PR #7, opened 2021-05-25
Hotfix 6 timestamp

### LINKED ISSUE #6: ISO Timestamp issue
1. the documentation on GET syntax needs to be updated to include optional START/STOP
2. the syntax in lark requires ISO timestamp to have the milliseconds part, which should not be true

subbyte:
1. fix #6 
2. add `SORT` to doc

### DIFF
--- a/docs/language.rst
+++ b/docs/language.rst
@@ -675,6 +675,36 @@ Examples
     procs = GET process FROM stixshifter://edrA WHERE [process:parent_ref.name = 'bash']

---*---

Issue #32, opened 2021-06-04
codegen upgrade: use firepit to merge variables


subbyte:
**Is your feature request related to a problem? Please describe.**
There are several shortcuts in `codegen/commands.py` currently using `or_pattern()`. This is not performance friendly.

---*---

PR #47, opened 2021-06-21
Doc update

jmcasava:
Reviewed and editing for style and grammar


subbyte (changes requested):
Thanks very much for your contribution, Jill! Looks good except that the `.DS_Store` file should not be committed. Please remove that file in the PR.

---*---

#### Required work:
The range runs from the line above containing "### LINKED ISSUE #6: ISO Timestamp issue" to the line containing "procs = GET", inclusive. Restate those lines word for word and no others.

#### Response area:
### LINKED ISSUE #6: ISO Timestamp issue
1. the documentation on GET syntax needs to be updated to include optional START/STOP
2. the syntax in lark requires ISO timestamp to have the milliseconds part, which should not be true

subbyte:
1. fix #6 
2. add `SORT` to doc

### DIFF
--- a/docs/language.rst
+++ b/docs/language.rst
@@ -675,6 +675,36 @@ Examples
     procs = GET process FROM stixshifter://edrA WHERE [process:parent_ref.name = 'bash']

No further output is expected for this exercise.